PR #902, opened 2026-09-15
feat(clickpipes): put discovery source before service ID

### LINKED ISSUE #888: Make ClickPipe discovery use source-before-service argument order
## Problem

Two adjacent ClickPipe workflows require opposite positional order:

```text
cloud clickpipe create kafka <SERVICE_ID> ...
cloud clickpipe schema-discover <SERVICE_ID> kafka ...
```

Discovery is the only visible command group with a positional resource identifier before its source subcommand. Swapping either current form fails to parse. This affects Kafka, Kinesis, object storage, and Pub/Sub.

Part of the v0.5.0 consistency work in #757. A breaking change is explicitly accepted for this command; do not retain the old order through guessing or a compatibility parser.

## Target behavior

Finish the command path before resource arguments, matching creation:

```text
cloud clickpipe schema-discover kafka <SERVICE_ID> --brokers ... --topics ... --format ...
cloud clickpipe schema-discover kinesis <SERVICE_ID> ...
cloud clickpipe schema-discover object-storage <SERVICE_ID> ...
cloud clickpipe schema-discover pubsub <SERVICE_ID> ...
```

The old `schema-discover <SERVICE_ID> <source>` order must produce a usage error. `--org-id` is handled by the cloud-wide selector in #851 and must work before or after the source/ID; do not recreate a non-global parent selector here.

## Implementation and acceptance

- [ ] Move the service selector from the discovery parent into each source command's argument wrapper, while preserving shared source-field types and request builders.
- [ ] Keep `create <source> <SERVICE_ID>` unchanged.
- [ ] Cover all four source commands, flags around the positional ID, the old rejected order, and organization flags at multiple command depths.
- [ ] Verify handlers send the same service/organization IDs and source request bodies after the argument-structure change.
- [ ] Update README, parent/leaf help, error hints, and affected test/harness examples; describe the breaking change for 0.5.0.
- [ ] Run required CLI and relevant subprocess/request-shape checks; update classifiers if files are added or renamed.

Source: `crates/clickhousectl/src/cloud/clickpipes.rs`, especially `ClickPipeCommands::SchemaDiscover`, `ClickPipeSchemaDiscoverCommands`, and discovery dispatch.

_ _ _

# WHAT THE EXERCISE ASKS
Retype the records above in full, with no differences.

# ANSWER TO THIS EXERCISE
PR #902, opened 2026-09-15
feat(clickpipes): put discovery source before service ID

### LINKED ISSUE #888: Make ClickPipe discovery use source-before-service argument order
## Problem

Two adjacent ClickPipe workflows require opposite positional order:

```text
cloud clickpipe create kafka <SERVICE_ID> ...
cloud clickpipe schema-discover <SERVICE_ID> kafka ...
```

Discovery is the only visible command group with a positional resource identifier before its source subcommand. Swapping either current form fails to parse. This affects Kafka, Kinesis, object storage, and Pub/Sub.

Part of the v0.5.0 consistency work in #757. A breaking change is explicitly accepted for this command; do not retain the old order through guessing or a compatibility parser.

## Target behavior

Finish the command path before resource arguments, matching creation:

```text
cloud clickpipe schema-discover kafka <SERVICE_ID> --brokers ... --topics ... --format ...
cloud clickpipe schema-discover kinesis <SERVICE_ID> ...
cloud clickpipe schema-discover object-storage <SERVICE_ID> ...
cloud clickpipe schema-discover pubsub <SERVICE_ID> ...
```

The old `schema-discover <SERVICE_ID> <source>` order must produce a usage error. `--org-id` is handled by the cloud-wide selector in #851 and must work before or after the source/ID; do not recreate a non-global parent selector here.

## Implementation and acceptance

- [ ] Move the service selector from the discovery parent into each source command's argument wrapper, while preserving shared source-field types and request builders.
- [ ] Keep `create <source> <SERVICE_ID>` unchanged.
- [ ] Cover all four source commands, flags around the positional ID, the old rejected order, and organization flags at multiple command depths.
- [ ] Verify handlers send the same service/organization IDs and source request bodies after the argument-structure change.
- [ ] Update README, parent/leaf help, error hints, and affected test/harness examples; describe the breaking change for 0.5.0.
- [ ] Run required CLI and relevant subprocess/request-shape checks; update classifiers if files are added or renamed.

Source: `crates/clickhousectl/src/cloud/clickpipes.rs`, especially `ClickPipeCommands::SchemaDiscover`, `ClickPipeSchemaDiscoverCommands`, and discovery dispatch.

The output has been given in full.